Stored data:
________________

PR #189, opened 2026-06-13
fix: enforce integer-ness for type: integer in argumentSchema

### LINKED ISSUE #178: bug: ArgumentSchema `integer` type constraint accepts any float64, including non-integer values
## Summary

The JSON Schema validator in `pkg/enforcement/schema.go` treats `integer` as an alias for `number`, meaning a value like `3.14` passes validation when the schema declares `type: integer`. This renders the `integer` type constraint a no-op.

## Location

`pkg/enforcement/schema.go:99–101` — `schemaTypeCompatible`

```go
func schemaTypeCompatible(gotType, schemaType string) bool {
    return gotType == schemaType || (schemaType == "integer" && gotType == "number")
}
```

JSON has a single numeric type. Both `42` and `3.14` decode as `float64` in Go, and `schemaJSONTypeOf` returns `"number"` for all of them. So `schemaTypeCompatible("number", "integer")` is unconditionally `true` — any float64 value satisfies an `integer` schema.

## Reproduction

```go
schema := &capability.ArgumentSchema{
    Type: capability.SchemaType{Single: "integer"},
}
err := enforcement.ValidateArgumentSchema(
    map[string]interface{}{"count": 3.14},
    schema,
)
// err == nil — should be a type error
```

## Impact

An operator who writes an `argumentSchema` with `type: integer` to constrain a parameter to whole numbers gets no protection. A call with `count: 3.14` passes the structural check and proceeds to condition evaluation.

This is a security-relevant gap when the condition logic or upstream tool interprets the argument differently depending on whether it is an integer (e.g. SQL `LIMIT 3.14` vs `LIMIT 3`).

## Fix

After confirming the value is a `float64`, check that it has no fractional part:

```go
func schemaValidateNumber(p string, v float64, s *capability.ArgumentSchema) error {
    if s.Type.Single == "integer" || slices.Contains(s.Type.Multiple, "integer") {
        if v != math.Trunc(v) {
            return fmt.Errorf("%s: expected integer, got non-integer number %g", p, v)
        }
    }
    if s.Minimum != nil && v < *s.Minimum {
        return fmt.Errorf(...)
    }
    ...
}
```

Alternatively, add the fractional check inside `schemaTypeCompatible` itself. Either way, a new test case in `pkg/enforcement/` should verify that `3.14`, `0.1`, and `-2.9` fail an `integer` schema, while `42`, `0`, and `-3` pass.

________________

PROBLEM REQUIREMENTS: An exact copy of every entry above is the expected answer.

TASK ANSWER:
PR #189, opened 2026-06-13
fix: enforce integer-ness for type: integer in argumentSchema

### LINKED ISSUE #178: bug: ArgumentSchema `integer` type constraint accepts any float64, including non-integer values
## Summary

The JSON Schema validator in `pkg/enforcement/schema.go` treats `integer` as an alias for `number`, meaning a value like `3.14` passes validation when the schema declares `type: integer`. This renders the `integer` type constraint a no-op.

## Location

`pkg/enforcement/schema.go:99–101` — `schemaTypeCompatible`

```go
func schemaTypeCompatible(gotType, schemaType string) bool {
    return gotType == schemaType || (schemaType == "integer" && gotType == "number")
}
```

JSON has a single numeric type. Both `42` and `3.14` decode as `float64` in Go, and `schemaJSONTypeOf` returns `"number"` for all of them. So `schemaTypeCompatible("number", "integer")` is unconditionally `true` — any float64 value satisfies an `integer` schema.

## Reproduction

```go
schema := &capability.ArgumentSchema{
    Type: capability.SchemaType{Single: "integer"},
}
err := enforcement.ValidateArgumentSchema(
    map[string]interface{}{"count": 3.14},
    schema,
)
// err == nil — should be a type error
```

## Impact

An operator who writes an `argumentSchema` with `type: integer` to constrain a parameter to whole numbers gets no protection. A call with `count: 3.14` passes the structural check and proceeds to condition evaluation.

This is a security-relevant gap when the condition logic or upstream tool interprets the argument differently depending on whether it is an integer (e.g. SQL `LIMIT 3.14` vs `LIMIT 3`).

## Fix

After confirming the value is a `float64`, check that it has no fractional part:

```go
func schemaValidateNumber(p string, v float64, s *capability.ArgumentSchema) error {
    if s.Type.Single == "integer" || slices.Contains(s.Type.Multiple, "integer") {
        if v != math.Trunc(v) {
            return fmt.Errorf("%s: expected integer, got non-integer number %g", p, v)
        }
    }
    if s.Minimum != nil && v < *s.Minimum {
        return fmt.Errorf(...)
    }
    ...
}
```

Alternatively, add the fractional check inside `schemaTypeCompatible` itself. Either way, a new test case in `pkg/enforcement/` should verify that `3.14`, `0.1`, and `-2.9` fail an `integer` schema, while `42`, `0`, and `-3` pass.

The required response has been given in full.